Ye' old general discussion board. Basically, for everything that isn't covered elsewhere. Come here to shoot the breeze, shoot your mouth off, or whatever suits your fancy. This forum is not for asking programming related questions.
josh posted several post ago a couple links for you to search... maybe you didn't search/read carefully....
here is another link that could help you to find some answers http://devzone.zend.com/node/view/id/1021
but... if happens that you don't look carefully here is some extract from that
"PHP's core is made up of two separate pieces. At the lowest levels you find the Zend Engine (ZE). ZE handles parsing a human-readable script into machine-readable tokens, and then executing those tokens within a process space. ZE also handles memory management, variable scope, and dispatching function calls. The other half of this split personality is the PHP core. PHP handles communication with, and bindings to, the SAPI layer (Server Application Programming Interface, also commonly used to refer to the host environment - Apache, IIS, CLI, CGI, etc). It also provides a unified control layer for safe_mode and open_basedir checks, as well as the streams layer which associates file and network I/O with userspace functions like fopen(), fread(), and fwrite()."

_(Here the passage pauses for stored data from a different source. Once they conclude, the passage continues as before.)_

PR #222, opened 2021-09-20
flink: add supported methods

HelenMel:
__WHY__:
New Flink service will be released soon

__WHAT__:
Add Flink CLI support for existing REST API endpoints.

### DIFF
--- a/aiven/client/cli.py
+++ b/aiven/client/cli.py
@@ -3062,24 +3062,24 @@ ssl.truststore.type=JKS
     @arg.project
     @arg.service_name
     def service__flink__table__list(self):
-        """List created Flink tables"""
+        """List Flink tables"""
         project_name = self.get_project()
         self.print_response(self.client.list_flink_tables(project_name, self.args.service_name))
 
     @arg.project
     @arg.service_name
     @arg("integration_id", help="Service integration ID")
-    @arg("-n", "--table_name", required=True, help="Table name")
-    @arg("-kt", "--kafka_topic", required=False, help="Topic name, used as a source/sink. (Kafka integration only)")
-    @arg("-dt", "--jdbc_table", required=False, help="Table name in Database, used as a source/sink. (PG integration only)")
-    @arg("-p", "--partitioned_by", required=False, help="A column from a schema, table will be partitioned by")
+    @arg("-n", "--table-name", required=True, help="Table name")
+    @arg("--kafka-topic", required=False, help="Topic name, used as a source/sink. (Kafka integration only)")
+    @arg("--jdbc-table", required=False, help="Table name in Database, used as a source/sink. (PG integration only)")
+    @arg("-p", "--partitioned-by", required=False, help="A column from a schema, table will be partitioned by")
     @arg(
         "-l",
-        "--like_options",
+        "--like-options",
         required=False,
         help="Clause can be used to create a table based on a definition of an existing table"
     )
-    @arg("-s", "--schema_sql", required=True, help="Source/Sink table schema")
+    @arg("-s", "--schema-sql", required=True, help="Source/Sink table schema")
     def service__flink__table__create(self):
         """Create a Flink table"""
         project_name = self.get_project()
@@ -3124,7 +3124,14 @@ ssl.truststore.type=JKS
     @arg.project
     @arg.service_name
     @arg("job_name", help="Job Name")
-    @arg("-t", "--tables", required=False, help="List of tables required in job runtime")
+    @arg(
+        "-t",
+        "--tables",
+        nargs="*",
+        default=[],
+        required=False,
+        help="List of tables required in job runtime, e.g. table1 table2 table3"
+    )
     @arg("-s", "--statement", required=True, help="Job SQL statement")
     def service__flink__job__create(self):
         """Create a Flink job"""
@@ -3135,7 +3142,7 @@ ssl.truststore.type=JKS
                 self.args.service_name,
                 statement=self.args.statement,
                 job_name=self.args.job_name,
-                tables=self.args.tables.split(","),
+                tables=self.args.tables,
             )
         )
 
--- a/aiven/client/cli.py
+++ b/aiven/client/cli.py
@@ -3061,10 +3061,18 @@ ssl.truststore.type=JKS
 
     @arg.project
     @arg.service_name
+    @arg.json
     def service__flink__table__list(self):
         """List Flink tables"""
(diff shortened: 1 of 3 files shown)


aiven/client/cli.py
```diff
@@ -3059,6 +3059,86 @@ def mirrormaker__replication_flow__delete(self):
...
+        project_name = self.get_project()
+        self.print_response(self.client.list_flink_tables(project_name, self.args.service_name))
+
+    @arg.project
+    @arg.service_name
+    @arg("integration_id", help="Service integration ID")
+    @arg("-n", "--table_name", required=True, help="Table name")
+    @arg("-kt", "--kafka_topic", required=False, help="Topic name, used as a source/sink. (Kafka integration only)")
+    @arg("-dt", "--jdbc_table", required=False, help="Table name in Database, used as a source/sink. (PG integration only)")
+    @arg("-p", "--partitioned_by", required=False, help="A column from a schema, table will be partitioned by")
```
tvainika, line 3075: For consistency long arguments should be hyphen separated, not underscore. There are more than these below. 

```suggestion
    @arg("-n", "--table-name", required=True, help="Table name")
    @arg("-kt", "--kafka-topic", required=False, help="Topic name, used as a source/sink. (Kafka integration only)")
    @arg("-dt", "--jdbc-table", required=False, help="Table name in Database, used as a source/sink. (PG integration only)")
    @arg("-p", "--partitioned-by", required=False, help="A column from a schema, table will be partitioned by")
```

aiven/client/cli.py
```diff
@@ -3059,6 +3059,86 @@ def mirrormaker__replication_flow__delete(self):
             self.args.target_cluster,
         )
 
+    @arg.project
+    @arg.service_name
+    def service__flink__table__list(self):
+        """List created Flink tables"""
```
tvainika, line 3065:
```suggestion
        """List Flink tables"""
```

created seems extra word here

aiven/client/cli.py
```diff
@@ -3059,6 +3059,86 @@ def mirrormaker__replication_flow__delete(self):
...
+        self.print_response(self.client.delete_flink_table(
+            project_name,
+            self.args.service_name,
+            self.args.table_id,
+        ))
+
+    @arg.project
+    @arg.service_name
+    @arg("job_name", help="Job Name")
+    @arg("-t", "--tables", required=False, help="List of tables required in job runtime")
```
tvainika, line 3127: This could have example or something to say this is comma separated list?
```suggestion
    @arg("-t", "--tables", required=False, help="List of tables required in job runtime, e.g. table1,table2,table3")
```

tvainika (changes requested):
Looks good, some minor observations for consistency and clarity

aiven/client/cli.py
```diff
@@ -3059,6 +3059,86 @@ def mirrormaker__replication_flow__delete(self):
...
+        """List created Flink tables"""
+        project_name = self.get_project()
+        self.print_response(self.client.list_flink_tables(project_name, self.args.service_name))
+
+    @arg.project
+    @arg.service_name
+    @arg("integration_id", help="Service integration ID")
+    @arg("-n", "--table_name", required=True, help="Table name")
+    @arg("-kt", "--kafka_topic", required=False, help="Topic name, used as a source/sink. (Kafka integration only)")
+    @arg("-dt", "--jdbc_table", required=False, help="Table name in Database, used as a source/sink. (PG integration only)")
```
rikonen, line 3074: In addition to the hyphen comment, it's better to avoid multi-letter shorthand versions. In this case perhaps just omit the shorthand versions altogether.

aiven/client/cli.py
rikonen: Instead of parsing manually from comma separated list using `nargs="*"` would be better

aiven/client/cli.py
HelenMel: yes. But only if it is cli argument name. I believe `integration_id` stays as it is

aiven/client/cli.py
```diff
@@ -3059,6 +3059,93 @@ def mirrormaker__replication_flow__delete(self):
             self.args.target_cluster,
         )
 
+    @arg.project
+    @arg.service_name
+    def service__flink__table__list(self):
+        """List Flink tables"""
+        project_name = self.get_project()
+        self.print_response(self.client.list_flink_tables(project_name, self.args.service_name))
```
tvainika, line 3067: Now this outputs JSON by default. Comparing to others list commands of `avn` I think this should have `@arg.json` and by default print human readable table. Same goes for flink table get

aiven/client/cli.py
```diff
@@ -3059,6 +3059,93 @@ def mirrormaker__replication_flow__delete(self):
...
+                self.args.kafka_topic,
+                self.args.jdbc_table,
+                self.args.partitioned_by,
+                self.args.like_options,
+            )
+        )
+
+    @arg.project
+    @arg.service_name
+    @arg("table_id", help="Table ID")
```
tvainika, line 3102: Just observation from user experience, it would be nice to be able to get table by table name, not by table id, but this might need changes with API?

aiven/client/cli.py
```diff
@@ -3059,6 +3059,93 @@ def mirrormaker__replication_flow__delete(self):
...
+    def service__flink__table__delete(self):
+        """Delete a Flink table"""
+        project_name = self.get_project()
+        self.print_response(self.client.delete_flink_table(
+            project_name,
+            self.args.service_name,
+            self.args.table_id,
+        ))
```
tvainika, line 3122: It would be nice to print something like `deleted` (on its own line like `service topic-delete`). 
 It seems this might also need some API changes as API for Kafka topics returns json object with `{"message": "deleted"}`

tvainika (changes requested):
There does not seem to be commands for listing jobs or deleting jobs.

It seems that after I really tested using this, got some more observations about consistency and usability. Let's take in private if you think something needs to go in sooner and others left out for later enhancements.

aiven/client/cli.py
HelenMel: Yes. It is require a proper Metadata Table, that is in scope next month

aiven/client/cli.py
HelenMel: Fair

HelenMel: I add some temporary fix, that do not need a changes from API

tvainika (approved):

PR #235, opened 2021-11-02
Fix arg type to support card CVC with leading zero

heikju:
Card security code can start with zero, so handling it as integer is not
appropriate. Use string so that leading zeroes are preserved.

Allows adding card when CVC starts with zero


tapioaiven (approved):
lgtm!

PR #236, opened 2021-11-03
Add --use-karapace to service update args

tvainika:

Kafka service can be switched to Karapace only for REST API and schema registry if not yet migrated.


ivanyu (changes requested):
Blocking for an internal discussion

ivanyu (approved):

PR #239, opened 2021-11-11
add support for unpinned connection pools [BF-552]

carobme:
We support unpinned connection pools (reusing the pool user to connect
to the database) on the platform for a while now. This adds client support
for creating unpinned pools and for unpinning existing pools.

### DIFF
--- a/aiven/client/client.py
+++ b/aiven/client/client.py
@@ -18,6 +18,8 @@ try:
 except ImportError:
     __version__ = "UNKNOWN"
 
+UNCHANGED = object()  # used as a sentinel value
+
 
 class Error(Exception):
     """Request error"""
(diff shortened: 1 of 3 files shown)


aiven/client/client.py
```diff
@@ -248,7 +250,7 @@ def update_service_connection_pool(
     ):
         body = {}
         if username is not None:
-            body["username"] = username
+            body["username"] = None if username == "" else username
```
kmichel-aiven, line 253: It could be better to keep the "empty string means set to None" in `cli.py` and not the `AivenClient`.

This would mean we can't use `None` as the default value to detect "parameter unspecified" here, and would need a sentinel object:
```python
    UNCHANGED = object()
    def update_service_connection_pool(
        self,
        project,
        service,
        pool_name,
        dbname=None,
        username=UNCHANGED,
        pool_size=None,
        pool_mode=None,
    ):
        body = {}
        if username is not UNCHANGED:
            body["username"] = username
```
Overall this will be more verbose (the cli.py part will be less trivial), but making the `"" to None` conversion on the cli side will help us write tests similar to https://github.com/aiven/aiven-client/blob/master/tests/test_cli.py#L123 . Having logic inside `AivenClient` is harder to test.

carobme: Yes, that's probably better. Changed and added some tests.

kmichel-aiven (approved):

PR #64, opened 2022-09-07
Split kernel scriptlets into separate sub-package

lnussel:
Allows to replace them with noops for systems based on file triggers only

### DIFF
--- a/suse-module-tools.spec
+++ b/suse-module-tools.spec
@@ -64,7 +64,9 @@ Requires:       rpm
 Requires(post): /usr/bin/grep
 Requires(post): /usr/bin/sed
 Requires(post): coreutils
+%if 0%{?suse_version} < 1550
 Provides:       suse-kernel-rpm-scriptlets = 0
+%endif
 Provides:       udev-extra-rules = 0.3.0
 Obsoletes:      udev-extra-rules < 0.3.0
 Provides:       system-tuning-common-SUSE = 0.3.0
@@ -98,6 +100,17 @@ Supplements:    dkms
 This package contains the legacy "weak-modules" script for kernel
 module package (KMP) support. It was replaced by "weak-modules2" in
 SLE 11 and later. It is still used by the DKMS module packaging framework.
+
+%if 0%{?suse_version} >= 1550
+%package scriptlets
+Summary:        Kernel rpm scriptlets
+Provides:       suse-kernel-rpm-scriptlets = 0
+Requires:       suse-module-tools = %{version}
+Provides:       suse-module-tools:/usr/lib/module-init-tools/kernel-scriptlets
+
+%description scriptlets
+Scripts called by the SUSE kernel packages on installation
+%endif
 
 %prep
 %setup -q
@@ -263,8 +276,12 @@ exit 0
 %{_rpmmacrodir}/macros.initrd
 %endif
 %{_bindir}/kmp-install
-/usr/lib/module-init-tools
-%exclude /usr/lib/module-init-tools/weak-modules
+%dir /usr/lib/module-init-tools
+/usr/lib/module-init-tools/driver-check.sh
+/usr/lib/module-init-tools/lsinitrd-quick
+/usr/lib/module-init-tools/regenerate-initrd-posttrans
+/usr/lib/module-init-tools/unblacklist
+/usr/lib/module-init-tools/weak-modules2
 %{_unitdir}/*.service
 %{_unitdir}/systemd-sysctl.service.d
 %{_modulesloaddir}
@@ -272,6 +289,12 @@ exit 0
 %ifarch ppc64 ppc64le
 /usr/lib/systemd/system-generators
 %endif
+#
+%if 0%{?suse_version} >= 1550
+%files scriptlets
+%endif
+/usr/lib/module-init-tools/kernel-scriptlets
+
 
 %files legacy
 %defattr(-,root,root)


mwilck:
Can you please provide some more background for what you are aiming at? How wold "systems based on file triggers only" implement this same functionality?

Adding @hramrach.

lnussel:
Instead of packages calling scripts one can have file triggers installed by other packages that do the same or something else. Eg when using system-boot instead of grub one can call kernel-install. I made some PoC for that at https://build.opensuse.org/package/show/home:lnussel:legacyfree/kernel-install

mwilck:
Forgive my ignorance, I don't understand how this is supposed to work.  The kernel packages themselves require `suse-kernel-rpm-scriptlets`, and call the scriptlets during `%post`, etc. You want to use systemd's **kernel-install** instead. Shouldn't we discuss that part first? Is kernel-install feature-wise equivalent to the SUSE scriptlets? Does it handle split kernel packages (`-extra` etc) and  KMPs correctly (possibly some other SUSE features that I may have forgotten)? Handling KMPs in particular is difficult, and changes in that logic are likely to cause regressions.

IMO the first step would be to *change* the kernel scriptlets such that they call kernel-install instead of using their own logic, where possible. That would give us an idea if kernel-install is still lacking functionality. Future file triggers in whatever package should then invoke the scriptlets rather than calling kernel-install directly. This way we could move our functionality into `kernel-install.d` step by step. Eventually the scriptlets will just be shallow wrappers around kernel-install, at which point we can get rid of them, maybe.

AFAICS dropping the scripts would be about the last step in this endeavor.
I am certainly misunderstanding and/or overlooking essential things, so please explain.

lnussel:
With this change I'm merely allowing to replace the package with one that does something else. In my example replaces the scriptlets with noops. Could of course also provide an implementation that calls kernel-install directly. The point here really is to allow replacing the scriptlets. As long as they are part of the suse-module-tools package that's not possible without also replacing all the rest. Seems to me like the `suse-kernel-rpm-scriptlets` provides was created exactly for that purpose.

suse-module-tools.spec
```diff
@@ -99,6 +101,16 @@ This package contains the legacy "weak-modules" script for kernel
 module package (KMP) support. It was replaced by "weak-modules2" in
 SLE 11 and later. It is still used by the DKMS module packaging framework.
 
+%if 0%{?suse_version} >= 1550
+%package -n suse-kernel-rpm-scriptlets
+Summary:        Traditional kernel scriptlets
+Requires:       suse-module-tools = %{version}
+Provides:       suse-module-tools:/usr/lib/module-init-tools/kernel-scriptlets
```
mwilck, line 108: What exactly does this syntax mean?

suse-module-tools.spec
```diff
@@ -64,7 +64,9 @@ Requires:       rpm
 Requires(post): /usr/bin/grep
 Requires(post): /usr/bin/sed
 Requires(post): coreutils
+%if 0%{?suse_version} < 1550
 Provides:       suse-kernel-rpm-scriptlets = 0
+%endif
```
mwilck, line 69: Should s-m-t require `suse-kernel-rpm-scriptlets`?

suse-module-tools.spec
```diff
@@ -99,6 +101,16 @@ This package contains the legacy "weak-modules" script for kernel
 module package (KMP) support. It was replaced by "weak-modules2" in
 SLE 11 and later. It is still used by the DKMS module packaging framework.
 
+%if 0%{?suse_version} >= 1550
+%package -n suse-kernel-rpm-scriptlets
```
mwilck, line 105: Perhaps you should choose a package name that differs from the resolvable name?

suse-module-tools.spec
```diff
@@ -99,6 +101,16 @@ This package contains the legacy "weak-modules" script for kernel
...
+Summary:        Traditional kernel scriptlets
+Requires:       suse-module-tools = %{version}
+Provides:       suse-module-tools:/usr/lib/module-init-tools/kernel-scriptlets
+
+%description -n suse-kernel-rpm-scriptlets
+Traditional kernel scriptlets
```
mwilck, line 111: "traditional" is too subjective in my opinion. Please change this to a neutral wording.

suse-module-tools.spec
mwilck: Well, I guess not. Those packages that need them require the scripts directly.

mwilck (commented):
This must be seen in the context of bsc#1202353. We want to add a depenency on dracut. IIUC this dependency would be in s-m-t, not in the scriptlets package.

mwilck:
I understand your goal now. While I believe that for now you might as well just fork s-m-t for your "legacy-free" project, the split might actually work. See my minor comments above.

suse-module-tools.spec
lnussel: it's a split-provides: https://en.opensuse.org/openSUSE:Package_dependencies#Splitting_off_a_sub-package

suse-module-tools.spec
lnussel: Any suggestions?

mwilck: According to your own choice of words, maybe `suse-legacy-kernel-rpm-scriptlets`? But that's a bit lengthy... 
I really don't care much. But I think it would be good to separate package name and resolvable, in particular because you intend to exchange the package for something else.

lnussel:
Updated

mwilck:
I've pushed this into Base:System with sr#1005598. Not forwarded to Factory just yet.

mwilck:
This change has caused regressions (see https://build.opensuse.org/request/show/1007228).
The problem is that lots of packages depend on suse-module-tools explicitly. In the case of the **virtualbox** package, s-m-t was pulled in indirectly via `kmod`'s dependency on s-m-t.

This affects OBS, mainly. On normal systems with kernel-default installed, the scriptlets package will be installed because it's pulled in via the kernel. But `kernel-obs-build` doesn't depend on `suse-kernel-rpm-scriptlets`.

I am going to revert this change for now, as it's blocking other fixes. We need to add at least a dependency `kernel-obs-build → suse-kernel-rpm-scriptlets` before this can be pushed to factory.

lnussel:
kmp's are supposed to pull in the scriptlets. kernel-obs-build itself does not need it it. See `/usr/lib/rpm/kernel-module-subpackage` . The affected packages probably don't use `%_kernel_module_package`?

mwilck:
It was a build issue, AFAIU. There's no bug. I only have the comments from @Vogtinator on the OBS request (see above). Sorry but I didn't bother to dig very deeply. I had a look at the buildinfo for virtualbox, and saw that `suse-kernel-rpm-scriptlets` aren't pulled in.

lnussel:
http://bugzilla.opensuse.org/show_bug.cgi?id=1205149

PR #65, opened 2022-09-08
mokutil shall only be called when efivarfs is writeable

KilianHanich:
On certain UEFI implementations, like U-Boot's, UEFI variables cannot be
changed at runtime.
As such the Linux kernel only supports a read-only efivarfs.
This patch adds a check so that an update doesn't automatically fail like
described in https://bugzilla.opensuse.org/show_bug.cgi?id=1201066

### DIFF
--- a/kernel-scriptlets/cert-script
+++ b/kernel-scriptlets/cert-script
@@ -73,7 +73,7 @@ case $op in
 		fi
 	    done
 	else
-	    test -d /sys/firmware/efi/efivars && echo "WARNING: cannot update MOK variables since /sys/firmware/efi/efivars is not writeable" 1>&2
+	    test ! -d /sys/firmware/efi/efivars || echo "WARNING: cannot update MOK variables since /sys/firmware/efi/efivars is not writeable" 1>&2
 	fi
 	;;
     preun)
--- a/kernel-scriptlets/cert-script
+++ b/kernel-scriptlets/cert-script
@@ -60,16 +60,19 @@ case $op in
 	if [ -n "$ca_check" ] && mokutil -h | grep -q "ignore-keyring"; then
 	    MOK_ARGS="${MOK_ARGS} --ignore-keyring"
 	fi
-	# XXX: Only call mokutil if UEFI and shim are used
-	for cert in $certs; do
-	    cert="/etc/uefi/certs/${cert}.crt"
-	    run_mokutil --import "$cert" --root-pw ${MOK_ARGS}
-	    rc=$?
-	    if [ $rc != 0 ] ; then
-		script_rc=$rc
-		echo "Failed to import $cert" >&2
-	    fi
-	done
+	# XXX: Only call mokutil if UEFI and shim are used and efivarfs is writeable
+	test -w /sys/firmware/efi/efivars
+	if [ $? == 0 ] ; then
+	    for cert in $certs; do
+	        cert="/etc/uefi/certs/${cert}.crt"
+	        run_mokutil --import "$cert" --root-pw ${MOK_ARGS}
+	        rc=$?
+	        if [ $rc != 0 ] ; then
+		    script_rc=$rc
+		    echo "Failed to import $cert" >&2
+		fi
+	    done
+	fi
 	;;
     preun)
 	for cert in $certs; do
--- a/kernel-scriptlets/cert-script
+++ b/kernel-scriptlets/cert-script
@@ -64,14 +64,16 @@ case $op in
 	test -w /sys/firmware/efi/efivars
 	if [ $? == 0 ] ; then
 	    for cert in $certs; do
-	        cert="/etc/uefi/certs/${cert}.crt"
-	        run_mokutil --import "$cert" --root-pw ${MOK_ARGS}
-	        rc=$?
-	        if [ $rc != 0 ] ; then
+		cert="/etc/uefi/certs/${cert}.crt"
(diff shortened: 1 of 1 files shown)


kernel-scriptlets/cert-script
```diff
@@ -60,16 +60,19 @@ case $op in
...
-	    cert="/etc/uefi/certs/${cert}.crt"
-	    run_mokutil --import "$cert" --root-pw ${MOK_ARGS}
-	    rc=$?
-	    if [ $rc != 0 ] ; then
-		script_rc=$rc
-		echo "Failed to import $cert" >&2
-	    fi
-	done
+	# XXX: Only call mokutil if UEFI and shim are used and efivarfs is writeable
+	mount | grep efivarfs | grep -E '\(.*,?ro,?.*\)'
```
lnussel, line 64: does `test -w /sys/firmware/efi/efivars` work instead?

KilianHanich: Yes, that works too. While it would also mean an hard-coded path, considering that it's `/sys`, I don't think that it should be a problem.

mwilck:
Perhaps we should test with `mokutil --test-key` whether a given key is already enrolled, and warn the user otherwise?

mwilck:
What's the policy for updating MOK keys on systems with read-only efivarfs?

KilianHanich:
From what I can tell, we don't compile U-Boot with Secure Boot support.
Besides the fact that you then need to generate PK, KEK, db and dbx manually and need to tell U-Boot in its shell about them (manually).

About MOK keys: It would be actually interesting where shim actually saves these keys. If it's UEFI variables, you would only be able to upgrade them via recompiling U-Boot (and similar bootloaders).
So, if nobody here knows, I will ask them where they store these.

mwilck:
The list of keys that shim checks are in boot time variables `MokList` and `MokListX`. There are a lot of runtime variables like `MokNew`, `MokDel` etc. See [MokManager.c](https://github.com/rhboot/shim/blob/main/MokManager.c).

mwilck:
I think we should at least try to print a warning when a to-be-installed kernel uses a certificate that's not enrolled, and can't be enrolled. The user will most likely not be able to boot this kernel without disabling secure boot.

KilianHanich:
I think that this should be enough.

kernel-scriptlets/cert-script
```diff
@@ -60,16 +60,21 @@ case $op in
...
+		cert="/etc/uefi/certs/${cert}.crt"
+		run_mokutil --import "$cert" --root-pw ${MOK_ARGS}
+		rc=$?
+		if [ $rc != 0 ] ; then
+		    script_rc=$rc
+		    echo "Failed to import $cert" >&2
+		fi
+	    done
+	else
+	    test -d /sys/firmware/efi/efivars && echo "WARNING: cannot update MOK variables since /sys/firmware/efi/efivars is not writeable" 1>&2
```
mwilck, line 76: You shouldn't use `&&` constructs in these scripts, because the compound statement might have an error exit status. Please write

    [ ! -d /sys/firmware/efi/efivars ] || echo ...

instead (any specific reason why you use `test`?

KilianHanich: Well, the line just says "if it's a directory, echo, otherwise, don't".

Also, your line is also a compound statement (it just uses `||` instead of `&&`) and is equivalent to `test ! -d /sys/firmware/efi/efivars || echo ...`. So, I don't really get the difference in meaning here.

As for why I use `test`:
- I find it more readable
- it's easier to find documentation about it in case you don't know what it means (and yes, I consider things like that important); seriously, try to search for something like that on a search engine or a manpage

mwilck: We use `[` everywhere else, it's POSIX and well-established shell programming practice. But I'm not religious on this matter. 

I am religious wrt `&&` though. 

> Also, your line is also a compound statement (it just uses || instead of &&) and is equivalent to `test ! -d /sys/firmware/efi/efivars || echo ...`

    test ! -d $DIR || echo blah
    if test -d $DIR; then echo blah; fi
    test -d $DIR && echo blah

These statements are logically equivalent, and would be equivalent in most programming languages. But in shell, there's a difference. The first 2 variants always have non-zero exit status. But the last one has non-zero exit status if `$DIR` doesn't exist. If the shell is run with the `-e` flag, the script would abort immediately. This is why `&&` constructs should be avoided.

KilianHanich: About `test`: it's also part of POSIX (https://pubs.opengroup.org/onlinepubs/9699919799/nframe.html > "Shell & Utilities" > "Utilities" > "test"). And well, as I said, I like programs (and scripts) to be accessible to beginners and as such things should be easy to find in case you don't know about them (and well, test is easier to find than the other construct).

I will change the one about `&&`, thanks for the explanation.

mwilck: > About test: it's also part of POSIX

Sure. And we use both `test` and `[` in this code, so although I clearly favor `[`, I said I am not religious on this matter.

mwilck (changes requested):
Thanks for your contribution, it's appreciated. But I'm still not happy with this PR.
I believe we need the same logic in `postun` as well. I'll post an alternative PR.

mwilck:
Alternative PR #66 submitted. Please check if it works for you.

PR #67, opened 2022-11-04
80-hotplug-cpu-mem.rules: restrict cpu rule to x86_64

mwilck:
This causes undesirable log messages on ppc64le (bsc#1204423).
It has never been requested for any arch, except for `x86_64` in
bsc#703100. So activate the rule for x86_64 only.


hramrach:
That looks nice

Thanks

Didn't know about the possibility to set variables.

mwilck:
LGTM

after this paragraph is more to read in the same page related to your questions.
@Jonah Bron with all due respect, guessing isn't likely to give an accurate account of what actually happens. If it were that obvious PHP wouldn't be as unique as it is. What you wrote accurately describes what goes on in a programmer's head when he reads the code, computers think a LOT differently than a programmer though, for example you'll see above it does not parse the code itself, it parses a tokenized (byte code) representation of the code more suitable for machine consumption.
The best bet is to read their unit tests. Unit tests show you exactly whats going on, usually.